Leo nodded. Terraforming could be amazingly expensive. While there were many inhabited systems, the total number of terraforming projects was relatively small. This meant the IP got re-used infrequently, and not many specialists had the ability to do primary research on the subject.
Low-volume, specialty work that was literally life or death for a new colony meant the IP didn't come cheap.
He knew intellectually that setting up a new world was expensive, but he didn't tend to think in terms of generational projects like terraform specialists did. You didn't terraform a world for yourself. Only your children or grandchildren would truly enjoy the fruits of your labors.

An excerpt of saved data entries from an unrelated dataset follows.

PR #5217, opened 2023-07-26
Set up SMS experiments in Bangladesh for August 2023

qptr:
Story id: [10990](https://app.shortcut.com/simpledotorg/story/10990)

We're running sms experiments in Bangladesh. We scrapped the last one due to a [bug](https://app.shortcut.com/simpledotorg/story/10913). Now we're creating a fresh set to be in place when [the fix](https://github.com/simpledotorg/simple-server/pull/5214) gets merged.

This experiment ends on 8 Sep instead of on 30 Sep because we want a full 30-day run of the experiment for a sufficient sample size. We want to eventually revert back to starting and ending experiments on the first and last days of the month for ease of tracking.


govindkrjoshi (approved):

qptr:
Keeping this PR around till the NHF gets back with when we can restart sending sms reminders in Bangladesh.

PR #5224, opened 2023-08-03
Recent updates: Goal line 3 month average

jamiecarter7:
## Because

Recent updates: Aug-2023

## This addresses

Inform users that the goal line calculations have changed from Dec of the previous year, to an average of Q4 months from the previous year.

## Test instructions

This explained the premium placed on T-norm worlds. While rare, they did exist—and there were millions of star systems in just this sector of space. Even something as unlikely as a T-norm world happened quite often when you were talking about millions of lottery draws.
From a purely economic perspective, planets didn't make sense.
Even for a post-scarcity society, the investment required to build a functional society on a new world was absurd. It was much simpler to build habitats—controlled environments that could be constructed in completely automated fabs.
Planets, on the other hand, were uncontrolled environments that required human ingenuity to overcome. Each one was unique, which meant automation was difficult, if not impossible.
While most human societies had human resources to spare, it was tough to get a couple of thousand people to agree to leave their homes for years at a time to work on a project that would provide zero value to them in their lifetime.
However, humans were illogical creatures.
Having a home on a real world was the dream of a significant percentage of the human population. For this reason, habitable planets very rarely suffered from lack of population. In fact, most had strict population control measures in place to prevent the types of tragedies that had occurred on old Earth before the FTL drive was discovered.